= TASK DETAILS =
What lines in the records below include the word "config"? Return each one.

---------- ENTRIES SHOWN ----------

PR #753, opened 2023-07-26
Fix mkcert Integration When nss Is Used

dairyisscary:
Hi everyone. Just want to begin with a huge thanks for devenv. I'm a new user
to nix in general, and devenv has been a _really_ nice to work with.

I did run into an issue with the `mkcert` integration when using Firefox. I think
this PR should fix the problem:
  * the `certutil` binary is in the `nssTools` package
  * Also includes the `certutil` binary in `PATH` during `mkcert -install` since that 
    appears to be when its actually required -- to trust the new certificate
    authority. I kept it in both lines in case I'm wrong about that or in the future
    `mkcert` changes that.


jochenmanz (approved):
Good catch, looks correct :)

PR #762, opened 2023-07-28
javascript: add npmInstall option

jwygoda:
npmInstall option runs `npm install` on package.json change.


domenkozar:
Let's call it languages.javascript.npm.install, as we might have more options in the future.

PR #769, opened 2023-08-03
Add `lua-language-server` into `languages.lua`

DrSensor:


domenkozar:
Will that pick up the right lua version from `cfg.package`?

DrSensor:
Yes as long as it's Lua 5.1 or above.

Should I make a guard check to include the langserver only if `cfg.package.version >= 5.1 || cfg.package.luaversion >= 5.1`?

> **Note**
> `pkgs.luajit` has attribute `luaversion` in it but not with `pkgs.lua`

domenkozar:
Yeah, that sounds good.

PR #778, opened 2023-08-07
Add dotenv tests

### LINKED ISSUE #772: dotenv integration captures quotes in value/improperly stores json
**Describe the bug**

When using quoted json in `.env` the resulting environmental variable includes both the quotes and json. If something like "read" in Haskell is called on that environmental variable it will predictably fail.

The reason is because of [this regex in the dotenv integration](https://github.com/theskumar/python-dotenv/issues/35):

```
(.+) *= *(.+)
```

Which results in the single quotes being in the resulting value:

```
nix-repl> builtins.match "(.+) *= *(.+)" "a='{\"a\":\"b\"}'"
builtins.match "(.+) *= *(.+)" "a='{\"a\":\"b\"}'"
[ "a" "'{\"a\":\"b\"}'" ]
```

I can get the expected behavior by optionally matching `'`, but this might not be how you want to write it:

```
nix-repl> builtins.match "(.+) *= *'?(.+)?'" "a='{\"a\":\"b\"}'"
builtins.match "(.+) *= *'?(.+)?'" "a='{\"a\":\"b\"}'"
[ "a" "{\"a\":\"b\"}" ]
```

Some related issues:

https://github.com/theskumar/python-dotenv/issues/35
https://github.com/theskumar/python-dotenv/issues/285
https://github.com/theskumar/python-dotenv/issues/381

**To reproduce**
Please provide an [Short, Self Contained, Correct (Compilable), Example](http://sscce.org) by [creating a gist](https://gist.github.com/) using `devenv.nix`, `devenv.yaml`, and optionally `devenv.lock`.

Given `.env`:

```
data='{"a":"b"}'
```

Running `echo $data` with dotenv integration enabled results in:

```
$ echo $data
'{"a":"b"}'
```

I would expect only the json value and not the surrounding single quotes to be captured.

**Version**
 
Paste the output of `$ devenv version` here.

ParetoOptimalDev:
It's failing as expected when run with `nix eval .#tests`.

This will also soon fix #772

### DIFF
--- a/flake.nix
+++ b/flake.nix
@@ -152,5 +152,14 @@
             inherit config;
           };
       };
+
+      # run tests with `nix eval .#tests`
+      tests =
+        let
+          results = import ./tests/dotenv/tests.nix { inherit nixpkgs; };
+        in
+        if results == [ ]
+        then "all tests passed"
+        else throw (builtins.toJSON results);
     };
 }
--- a/src/modules/integrations/dotenv-functions.nix
+++ b/src/modules/integrations/dotenv-functions.nix
@@ -1,0 +1,13 @@
+{ lib }:
+rec {
+  parseLine = line:
+    let
+      parts = builtins.match "(.+) *= *(.+)" line;
+    in
+    if (!builtins.isNull parts) && (builtins.length parts) == 2 then
+      { name = builtins.elemAt parts 0; value = builtins.elemAt parts 1; }
+    else
+      null;
+
+  parseEnvFile = content: builtins.listToAttrs (lib.filter (x: !builtins.isNull x) (map parseLine (lib.splitString "\n" content)));
+}
--- a/src/modules/integrations/dotenv.nix
+++ b/src/modules/integrations/dotenv.nix
@@ -6,16 +6,9 @@ let
   dotenvPath = config.devenv.root + "/" + cfg.filename;
 
   dotenvFound = lib.pathExists dotenvPath;
-  parseLine = line:
-    let
-      parts = builtins.match "(.+) *= *(.+)" line;
-    in
-    if (!builtins.isNull parts) && (builtins.length parts) == 2 then
-      { name = builtins.elemAt parts 0; value = builtins.elemAt parts 1; }
-    else
-      null;
-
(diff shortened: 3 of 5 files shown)


ParetoOptimalDev:
@domenkozar This is very prelimnary, but I just wanted to get something up and working. 

I'm guessing you want to structure things like `dotenv-functions` differently, perhaps even having the test somehow use `modules/integrations/dotenv.nix` rather than introduction `modules/integrations/dotenv-functions.nix`.

Or perhaps it's a positive to have a module not requiring imports that is more pure?

Also obviously need to wire this into github actions, not sure if you had plans beyond just calling `nix eval .#tests` for that.

domenkozar:
Looks good, we can refactor once the tests pass :fire:

ParetoOptimalDev:
I'm having problems getting the regex to optionally match surrounding single quotes. I'm pretty close though with:

https://regex101.com/r/ch9iSw/1

```
^'?(.*?)'? *= *'?(.*?)'?
```

Here is the current one for reference that doesn't handle quotes in regex101: https://regex101.com/r/qgtFkK/1

ParetoOptimalDev:
> I think the issue is with the optional space matching, followed by optional quote, followed by lazy matching any character. The pattern works on the first one because it knows the beginning of the line I believe.

queue thought "what if we mark the end of the line!"

Yep, that works: https://regex101.com/r/Tc8L3x/1

ParetoOptimalDev:
Nevermind, nix and this regex test differ in result: 

https://regex101.com/r/DOlw5S/1

```
nix-repl> builtins.match "'?(.*?)'? *= *'?([^'\n]*)" "a='{\"a\":\"b\"}'"
builtins.match "'?(.*?)'? *= *'?([^'\n]*)" "a='{\"a\":\"b\"}'"
null
```

ParetoOptimalDev:
- getting the regex to work for the simple cases so far
- finish tests, likely needing to tune regex along the way
- this to become higher priority for me over other tasks

This was high priority for me while I thought I could transition to it at work from docker-compose.

However I got stuck on #782, created a reproduction, and ran out of time and had to revert to using docker-compose again.

domenkozar:
Note that I gave up on dotenv, essentially it's used for secrets and we now have https://devenv.sh/blog/2025/07/21/announcing-secretspec-declarative-secrets-management/

PR #788, opened 2023-08-14
Init CockroachDB Service

ankhers:


domenkozar:
Could you also add support for macos to cockroachdb-bin in nixpkgs?

ankhers:
I can do that, but I may only be able to get to it tomorrow.

ankhers:
NixOS/nixpkgs#250442

PR #990, opened 2024-02-24
python: declarative python build via dream2nix

DavHau:


Atry:
If we are going to introduce dream2nix, why not poetry2nix, too? How would you compare dream2nix with poetry2nix?

aareman:
Looks like `dream2nix` is a generalized form of all the `X2nix` tools.

shahinism:
I see this is being implemented as part of the Python module. Given the design of dream2nix, isn't it better to have its module, so it can be used with other languages?

DavHau:
Yes, I was also thinking about a more generic approach. Maybe I'll have another shot at it some time.

domenkozar:
This was an experiment, let's close it for now.

PR #991, opened 2024-02-28
getting-started: use github url for better name inference

bobvanderlinden:
On Nix 2.20+, `nix profile` now refers to profile elements using names. These names are inferred from URLs. With the current URL it is inferred as `latest`, instead of `devenv`.

```
$ nix profile install tarball+https://install.devenv.sh/latest
$ nix profile upgrade devenv
warning: 'devenv' does not match any packages
warning: Use 'nix profile list' to see the current profile.
$ nix profile list
...
Name:               latest
```

Changing the URL would work, but for now referring to the github repo will also work:

```
$ nix profile install github:cachix/devenv/latest
$ nix profile upgrade devenv
$ nix profile list
Name:               devenv
...
```

If you'd like to look into changing the URL, you can make sure the last segment is named `devenv`. Or `devenv` is used in as the package in the flake instead of `default`. See https://github.com/NixOS/nix/blob/master/tests/unit/libexpr/flake/url-name.cc

I haven't touched the other instances of this URL, as those will likely work just fine.

### DIFF
--- a/docs/getting-started.md
+++ b/docs/getting-started.md
@@ -57,7 +57,7 @@ Recommended, speeds up the installation by providing binaries.
 === "Flake profiles"
 
     ```
-    nix profile install --accept-flake-config tarball+https://install.devenv.sh/latest
+    nix profile install --accept-flake-config github:cachix/devenv/latest
     ```
 === "Declaratively using flakes"
 


domenkozar:
How could we change the url to fix the current scheme? Maybe we can suffix it with `#devenv`?

bobvanderlinden:
Yes that would also be a solution. Alias default to devenv.
Another way would be to use `/latest/devenv` or `/devenv` as the url, bit that's a bit strange. I think `#devenv` would indeed be better.

domenkozar:
We can now use it from nixpkgs without indirection: https://github.com/cachix/devenv/commit/afa29528a39f06545658593a5329ab6e79f13be3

----------

= RESULT =
             inherit config;
   dotenvPath = config.devenv.root + "/" + cfg.filename;
-    nix profile install --accept-flake-config tarball+https://install.devenv.sh/latest
+    nix profile install --accept-flake-config github:cachix/devenv/latest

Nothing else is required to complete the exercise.